I've been bitten quite a few times by the default_scope in rails, and although I know the intention here isn't to fully replicate it; but if we provide it people will end up misusing it as such.

If materialized views aren't sufficient, what about doing it the simple way and wrapping the Repo module or using a macro? That way you could even pattern-match the query if needed, apply your filters, then delegate.

isaacsanders commented 6 years ago

Have you implemented this as a plugin, @zachdaniel?

Creating a mixin module (mixed-in after Ecto.Schema) overriding the function definition of __MODULE__.__schema__(:query) might solve this problem for you.

zachdaniel commented 6 years ago

@isaacsanders I tried originally, but the problem is that not enough ecto internals use __schema__(:query). That is bypassed often.

zachdaniel commented 6 years ago

What could potentially get us most of the way there (I know a widely used open source library needs to consider more than one use case), would be the ability to modify the query for associations. What that would mean for us, is that we can get the usage of assoc back. Currently we manually write out all the association joins fully, because we need to make sure that the joined table honors our system that we have set up to give each schema its own base query. The system we have is simple, just a behaviour that says that they define a .query(). If we could define a custom query that would be used by assoc/2 in queries like so:

many_to_many :tags, MyApp.Tag, join_through: "posts_tags", query: MyApp.Tag.query()

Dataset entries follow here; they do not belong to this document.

PR #31009, opened 2026-08-15
addpkg(main/luau): 0.734

### LINKED ISSUE #30283: [Package]:  Luau

Can u plz add luau pkg , lua is already there but plz add luau too 

### Home page URL

_No response_

### Source code URL

https://github.com/luau-lang/luau

### Additional information

_No response_

TheMightyArie:
- Fixes #30283

This PR will add the Luau programming language to Termux main packages list.

Build for all architectures are successful ([results](https://github.com/TheMightyArie/termux-packages/actions/runs/31900322565)).

### DIFF
--- a/packages/luau/build.sh
+++ b/packages/luau/build.sh
@@ -1,0 +1,19 @@
+TERMUX_PKG_HOMEPAGE=https://github.com/luau-lang/luau
+TERMUX_PKG_DESCRIPTION="A small, fast, and embeddable programming language based on Lua with a gradual type system."
+TERMUX_PKG_LICENSE="MIT"
+TERMUX_PKG_LICENSE_FILE="
+LICENSE.txt
+extern/isocline/LICENSE
+"
+TERMUX_PKG_MAINTAINER="@termux"
+TERMUX_PKG_VERSION="0.734"
+TERMUX_PKG_SRCURL="https://github.com/luau-lang/luau/archive/refs/tags/${TERMUX_PKG_VERSION}.tar.gz"
+TERMUX_PKG_SHA256=cb55a891226d8c70284e22eb9281cc2b4496c709a4050f52aaa18a355fe7b1a3
+TERMUX_PKG_AUTO_UPDATE=true
+TERMUX_PKG_EXTRA_CONFIGURE_ARGS="
+-DLUAU_BUILD_TESTS=OFF
+"
+
+termux_step_make_install() {
+	install -Dm755 -t "$TERMUX_PREFIX/bin" luau luau-*
+}
--- a/packages/luau/fix-path-for-cli.patch
+++ b/packages/luau/fix-path-for-cli.patch
@@ -1,0 +1,13 @@
+diff --git a/CLI/src/Repl.cpp b/CLI/src/Repl.cpp
+index 520e38fa..afc7ec52 100644
+--- a/CLI/src/Repl.cpp
++++ b/CLI/src/Repl.cpp
+@@ -809,7 +809,7 @@ int replMain(int argc, char** argv)
+     {
+ #if __linux__
+         char path[128];
+-        snprintf(path, sizeof(path), "/tmp/perf-%d.map", getpid());
++        snprintf(path, sizeof(path), "@TERMUX_PREFIX@/tmp/perf-%d.map", getpid());
+ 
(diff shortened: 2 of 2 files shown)


packages/luau/build.sh
```diff
@@ -0,0 +1,19 @@
...
+TERMUX_PKG_LICENSE="MIT"
+TERMUX_PKG_LICENSE_FILE="
+LICENSE.txt
+extern/isocline/LICENSE
+"
+TERMUX_PKG_MAINTAINER="@termux"
+TERMUX_PKG_VERSION="0.734"
+TERMUX_PKG_SRCURL="https://github.com/luau-lang/luau/archive/refs/tags/${TERMUX_PKG_VERSION}.tar.gz"
+TERMUX_PKG_SHA256=cb55a891226d8c70284e22eb9281cc2b4496c709a4050f52aaa18a355fe7b1a3
+TERMUX_PKG_AUTO_UPDATE=false
```
TomJo2000: Why not?

TomJo2000 (commented):
Please also check which of the Lua 5.x patches may be necessary for Luau.
https://github.com/termux/termux-packages/tree/39bf375/packages/lua55

robertkirkman:
I found instance of absolute path `/tmp` in the software,

https://github.com/luau-lang/luau/blob/6dafc0dd9909efe534c825d1b1184644e1f7a4e4/CLI/src/Repl.cpp#L812

please prepend `@TERMUX_PREFIX@` to it unless you can demonstrate that it's unreachable code on Android

packages/luau/build.sh
TheMightyArie: ?

TheMightyArie:
@TomJo2000 I don't think patches from original Lua is needed. You could try to read the README in Luau's repository.

packages/luau/build.sh
TheMightyArie: I think I get it. You suggested me to enable the automatic updates for this. Sure, I can do it.

TheMightyArie:
Ok, I created a new patch file to fix the path Robert mentioned.

packages/luau/build.sh
TomJo2000: Yep, wanted to know if there was a reason why you had it disabled.
We don't usually add an explicit `TERMUX_PKG_AUTO_UPDATE=false` without a comment explaining why the package can't or shouldn't be automatically updated.
New packages should preferably have auto-updates enabled.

Then all we have to remember is to ensure that the from of our queries, or any schemas explicitly use the .query() function. So

from post in MyApp.Post.query(),
  join: post_tags in "post_tags",
  on: post_tags.post_id == post.id,
  join: tag in ^MyApp.Tag.query(),
  on: post_tags.tag_id == tag.id

Would become:

from post in MyApp.Post.query(),
  join: tag in assoc(post, :tags)

That would be very nice for us!

josevalim commented 6 years ago

@zachdaniel we would be happy with supporting this. The only limitation is that the given query can only have where clauses and the same source as the one given to the association. Aything else should fail. Would you be interested in tackling this with our guidance?

michalmuskala commented 6 years ago

It's not clear to me, though, if the MyApp.Tag.query() function would be called at runtime or compile-time. As it is right now, I would expect it to be called at compile-time looking at this code.

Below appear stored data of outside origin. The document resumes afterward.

PR #31013, opened 2026-08-16
fix(main/sqlcipher): fix broken .so symlinks created by post_massage rename

GourangaDasSamrat:
### Problem

`termux_step_post_massage()` renames sqlite3 files to sqlcipher names
to avoid file collisions:

```bash
mv lib/lib{sqlite3,sqlcipher}.so
mv lib/lib{sqlite3,sqlcipher}.so.0
mv lib/lib{sqlite3,sqlcipher}.so."$sql_version"
```

`lib/libsqlite3.so` and `lib/libsqlite3.so.0` are **symlinks**, not
regular files. `mv` on a symlink only renames the link itself — it
does not update the target path stored inside it. This left the
renamed links still pointing at the old `libsqlite3.so.*` names,
which no longer exist once the versioned file is renamed too:

```
libsqlcipher.so   -> libsqlite3.so.0          (broken, target renamed away)
libsqlcipher.so.0 -> libsqlite3.so.<version>  (broken, target renamed away)
libsqlcipher.so.<version>                     (the only correctly renamed file)
```

This produced a broken symlink chain. Since `find`/`ls` list broken
symlinks by their entry name regardless of whether the target
resolves, this was easy to miss, but the linker does check, and any
reverse dependency linking with `-lsqlcipher` fails at the final link
step with:

```
ld.lld: error: unable to find library -lsqlcipher
```

This was found while working on #30987 (proton-pass-cli), the first true
reverse dependency of `sqlcipher` in termux-packages, which
reproduced this failure on all 4 architectures (aarch64, arm, i686,
x86_64) despite `libsqlcipher.so` appearing to exist via `find`.

### Fix

Instead of `mv`-ing the symlinks directly, remove the stale links and
recreate them pointing at the correctly renamed
`libsqlcipher.so.<version>` file:

```bash
rm -f lib/libsqlite3.so lib/libsqlite3.so.0
mv lib/lib{sqlite3,sqlcipher}.so."$sql_version"
ln -sf libsqlcipher.so."$sql_version" lib/libsqlcipher.so.0
ln -sf libsqlcipher.so.0 lib/libsqlcipher.so
```

The version number is taken from `$sql_version` (already computed in
this function), not hardcoded, so this stays correct across future
sqlcipher version bumps.

### Related

- #30987 (proton-pass-cli) depends on this fix and will have its symlink
  workaround removed once this is merged.


GourangaDasSamrat:
Hi @robertkirkman,

I see you've already fixed this exact issue in #31010 — thanks for taking care of it directly! Since that PR addresses the same root cause, I'll close this one as a duplicate once #31010 is merged, and update #30987 to reference #31010 instead.

robertkirkman:
I considered merging this one, but I will merge the one I opened instead because it has only 1 commit, but this one has 2 commits, it's just more efficient to merge mine since it's already ready with 1 commit

image

PR #30840, opened 2026-08-03
addpkg(main/rqbit): 9.0.0

DevGitPit:

PR #31019, opened 2026-08-16
fix(main/rqbit): crash on torrent add due to rust-tls issue

DevGitPit:
- Resolves - https://github.com/termux/termux-packages/pull/30840#issuecomment-5306284556
---
I packaged `v9.0.0` over the same script that packaged `v9.0.0-beta.2` of `rqbit`. Meanwhile, `reqwest` got bumped from 0.12 to 0.13 upstream. 

That now sets default tls as `rusttls` using `rusttls-platform-verifier` instead of native-tls. 

Fixed now to vendor and patch `rustls-platform-verifier` to use its Linux verifier implementation (verifying against Termux's `ca-certificates` store) instead of the Android JNI verifier.


licy183 (approved):

licy183:
Thanks!

DevGitPit:
Wrong commit message, should I edit?

licy183:
Emmm.. I think it is not necessary. Anyway, It's already been merged into master, so it can't be modified anymore.

PR #31025, opened 2026-08-16
bump(main/libpng): 1.8.0

TheMightyArie:
This PR will update the libpng package from main Termux packages list to 1.8.0.

Build for all architectures are successful ([results](https://github.com/TheMightyArie/termux-packages/actions/runs/31951273871)).

**IMPORTANT NOTES**: This PR does NOT use archive download from SourceForge anymore. At this point, it will try to clone from Git repository since the latest release tag points to 1.6, 1.8 neither 1.7 exists there. There are some applications (such as PPSSPP emulator, which wants libpng 1.7 minimum) require a newer libpng version to compile, while Termux does not provide that, neither SourceForge and GitHub tags.


TheMightyArie:
If it's not allowed to bump to beta versions, I will move this PR to TUR instead.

josevalim commented 6 years ago

@michalmuskala it would be compile-time, yes.

michalmuskala commented 6 years ago

In that case, couldn't we do:

many_to_many :tags, MyApp.Tag.query(), join_through: "posts_tags"

We could extract the struct name from the query.

josevalim commented 6 years ago

@michalmuskala oh, actually yes. The way we have structured associations internally is already meant to support things like that. :)

zachdaniel commented 6 years ago

@josevalim the limitation of only allowing where clauses is fine (especially in the short term). I do think that adapaters that support subqueries shouldn't really have an issue supporting joins to associations that have a select statement, but I can advocate for that at a later time :D

zachdaniel commented 6 years ago

Oh, and yes I'm very interested in taking this on!

zachdaniel commented 6 years ago

How do you generally test equality of queries generated via from? They have information on line numbers and things like that. I could easily nil those out, but that seems a little less than idea. Alternatives could be inspecting and asserting equal, or just asserting the fields about it that I care are equal, but I wanted to get your thoughts on it. I'm looking for other examples currently.

josevalim commented 6 years ago

@zachdaniel get the underlying code expressions and call Macro.to_string/1 on it.

zachdaniel commented 6 years ago

@josevalim for specifically this one, I defined the queries in a separate module and then used them in that in the schema, and then when fetching the assoc I can confirm they are equal via == since they both come from the same place, which works for now.

josevalim commented 6 years ago

We are closing this as we cannot agree on supporting it. There are also alternatives, such as using views, and #2472 brings this feature to associations, which simplifies things.